**Activity**.
Copy out each line in the listing below where the word "path" appears.

Data records section start

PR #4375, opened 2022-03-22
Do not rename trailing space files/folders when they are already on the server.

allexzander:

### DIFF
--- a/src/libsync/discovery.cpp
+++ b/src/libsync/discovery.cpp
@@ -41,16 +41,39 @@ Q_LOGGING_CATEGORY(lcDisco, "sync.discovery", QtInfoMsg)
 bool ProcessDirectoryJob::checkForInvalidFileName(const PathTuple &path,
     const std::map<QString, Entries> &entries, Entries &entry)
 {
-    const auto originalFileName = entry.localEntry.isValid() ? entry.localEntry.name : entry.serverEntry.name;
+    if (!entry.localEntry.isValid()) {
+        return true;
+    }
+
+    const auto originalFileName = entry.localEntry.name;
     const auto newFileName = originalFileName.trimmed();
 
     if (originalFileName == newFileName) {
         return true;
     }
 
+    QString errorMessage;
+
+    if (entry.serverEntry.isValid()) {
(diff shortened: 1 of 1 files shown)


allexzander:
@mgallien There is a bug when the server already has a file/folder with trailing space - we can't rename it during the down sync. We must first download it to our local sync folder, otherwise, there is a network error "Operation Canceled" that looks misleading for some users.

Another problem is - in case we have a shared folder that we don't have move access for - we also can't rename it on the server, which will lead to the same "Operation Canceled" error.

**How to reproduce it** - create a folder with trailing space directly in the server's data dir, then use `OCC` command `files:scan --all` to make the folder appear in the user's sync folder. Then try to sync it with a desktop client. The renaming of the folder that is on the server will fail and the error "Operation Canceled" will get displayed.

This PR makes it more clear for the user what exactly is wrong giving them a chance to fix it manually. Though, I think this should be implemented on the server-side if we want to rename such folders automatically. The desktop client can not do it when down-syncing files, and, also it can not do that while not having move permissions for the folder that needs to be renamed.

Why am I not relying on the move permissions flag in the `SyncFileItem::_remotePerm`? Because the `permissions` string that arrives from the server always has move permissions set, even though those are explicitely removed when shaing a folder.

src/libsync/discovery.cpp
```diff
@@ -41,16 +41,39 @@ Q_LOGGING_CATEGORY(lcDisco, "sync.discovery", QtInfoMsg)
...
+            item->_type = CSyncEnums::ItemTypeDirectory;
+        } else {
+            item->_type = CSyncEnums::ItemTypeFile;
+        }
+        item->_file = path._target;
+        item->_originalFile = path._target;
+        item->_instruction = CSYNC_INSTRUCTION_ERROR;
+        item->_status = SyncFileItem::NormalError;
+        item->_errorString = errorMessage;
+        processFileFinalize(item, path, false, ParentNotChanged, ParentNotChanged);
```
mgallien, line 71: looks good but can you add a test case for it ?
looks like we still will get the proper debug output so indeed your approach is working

Data records section end
Data records section start

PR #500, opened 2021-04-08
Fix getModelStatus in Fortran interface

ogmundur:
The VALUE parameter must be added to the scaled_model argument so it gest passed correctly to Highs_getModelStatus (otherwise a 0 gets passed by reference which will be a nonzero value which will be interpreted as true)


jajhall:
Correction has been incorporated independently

Data records section end
Data records section start

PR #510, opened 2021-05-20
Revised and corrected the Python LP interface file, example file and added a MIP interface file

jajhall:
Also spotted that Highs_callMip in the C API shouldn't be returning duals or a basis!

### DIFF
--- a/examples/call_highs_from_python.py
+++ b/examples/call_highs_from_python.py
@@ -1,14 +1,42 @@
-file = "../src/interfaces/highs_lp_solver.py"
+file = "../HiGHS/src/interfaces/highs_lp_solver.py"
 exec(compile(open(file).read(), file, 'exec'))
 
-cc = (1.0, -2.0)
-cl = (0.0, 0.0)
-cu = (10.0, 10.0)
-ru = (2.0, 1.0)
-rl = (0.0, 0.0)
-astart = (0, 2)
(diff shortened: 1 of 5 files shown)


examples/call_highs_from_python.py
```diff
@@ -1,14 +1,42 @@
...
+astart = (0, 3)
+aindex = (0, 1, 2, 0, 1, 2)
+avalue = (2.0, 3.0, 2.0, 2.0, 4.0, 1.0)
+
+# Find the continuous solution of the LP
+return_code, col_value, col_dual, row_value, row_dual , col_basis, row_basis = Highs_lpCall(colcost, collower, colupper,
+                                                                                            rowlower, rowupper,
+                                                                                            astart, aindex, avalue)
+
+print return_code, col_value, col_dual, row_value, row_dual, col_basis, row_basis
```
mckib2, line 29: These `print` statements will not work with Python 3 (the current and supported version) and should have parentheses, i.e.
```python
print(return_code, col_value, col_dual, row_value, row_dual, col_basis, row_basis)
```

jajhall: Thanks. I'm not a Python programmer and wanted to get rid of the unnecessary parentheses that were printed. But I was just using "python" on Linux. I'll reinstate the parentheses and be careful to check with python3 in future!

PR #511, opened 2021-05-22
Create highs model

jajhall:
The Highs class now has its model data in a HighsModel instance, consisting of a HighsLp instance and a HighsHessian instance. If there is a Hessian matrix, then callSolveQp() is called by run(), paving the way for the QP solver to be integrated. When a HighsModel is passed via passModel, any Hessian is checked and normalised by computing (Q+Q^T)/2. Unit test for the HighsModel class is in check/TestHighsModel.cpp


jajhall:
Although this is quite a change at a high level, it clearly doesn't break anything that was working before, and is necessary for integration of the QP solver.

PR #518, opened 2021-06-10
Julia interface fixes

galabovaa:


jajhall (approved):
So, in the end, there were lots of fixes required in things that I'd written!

Data records section end

**Solution to the exercise**.
 bool ProcessDirectoryJob::checkForInvalidFileName(const PathTuple &path,
+        item->_file = path._target;
+        item->_originalFile = path._target;
+        processFileFinalize(item, path, false, ParentNotChanged, ParentNotChanged);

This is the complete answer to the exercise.